Time Song
Page 11
Her first awareness of the possibility of a much larger submerged land mass came on a seaside holiday in Brittany when she saw mammoth bones for sale in a little shop. Later she met Professor Leendert Louwe Kooijmans from the Leiden museum where they had a collection of all sorts of bones and human artefacts fished up by Dutch trawlers from the Brown Banks. Someone mentioned the discovery of what appeared to be a worked flint and flint core, found during oil exploration north of the Shetlands, and she wondered how on earth that had got there. The implications of all this settled in her mind.
There was good research going on at that time and geographers studying sea-level changes after the last Ice Age were beginning to become aware that it was not just a question of mapping contours; what had to be taken into account was the reaction of entire land masses when the weight of the ice dropped from them as it melted. Some areas would have been flooded, but others would rise up like great waking beasts no longer trapped by the burden that had held them down. ‘A bouncy castle,’ she said, which rather startled me, but then she added, ‘Soft geology,’ which sounded like a rather loose and modern scientific term. The combination of images made me able to see the slow shifting of the face of the earth and I had a brief memory of standing on a quaking bog in Wales, ages ago. I was high on magic mushrooms and, with the sense of revelation that can come from such stuff, I suddenly understood that the world itself was a living creature and I could feel its heartbeat and hear its laboured breath.
c. 13,500 BP
By now what was left of the tea was cold and the muffins were reduced to a few crumbs. We moved back to Doggerland. For a long while there had been the theory of a land bridge, imagined as a wide causeway connecting Britain to Europe, with people and animals crossing over it – like the chicken – just in order to reach the other side. Bryony was increasingly persuaded that it was a large and inhabited country in its own right. In the early 1990s she was able to follow her hunch when she was awarded a research grant to make a two-year study of British wetland archaeology and its relationship with the submerged landscape of the North Sea.

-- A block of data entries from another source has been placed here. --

PR #3097, opened 2026-06-02
test(rollup-plugin-html): migrate from mocha/chai to node:test

bennypowers:
## Summary

- Migrate all 9 test files (139 tests) from mocha/chai to node:test and node:assert/strict
- Replace mocha test script with `node --experimental-strip-types --test --test-force-exit`
- Change source imports (`../src/`) to dist imports (`../dist/`)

She needed to find a name for the place she was looking for and she chose Doggerland because that put it alongside England and the Netherlands, Jutland, Friesland, Zeeland and all the other lands within the sea. She liked the etymology of dogger, which seems to derive from the Danish word dag, meaning dagger. The pliable stems of dogwood were used by Mesolithic peoples for making fish-traps, while the hard heart-wood was used for spears and indeed for a type of dagger. On top of that, dogwood used to grow on Dogger Bank.
She worked on a hypothetical map, using sonar evidence of steep- sided tunnel valleys as indicators for the flow of rivers in a time when those rivers were flowing. The modern distribution of certain varieties of freshwater fish helped to suggest where they might have met with the sea. The true extent of that land mass was given extra credibility from studies of a little primula flower which only grows in Yorkshire and must have migrated from Eastern Europe before Doggerland was lost, while the distribution of field voles with different evolutionary features on either side of Hadrian’s Wall indicated a connection with Western Europe. In this way the map began to take shape and the land it described grew bigger and bigger. There was and still is a lot of contention as to whether the couse of the Thames originally went northwards, and only changed direction when the chalk cliffs in the south were broken through eight thousand years ago, connecting the Channel with the North Sea, but that was not Bryony’s concern.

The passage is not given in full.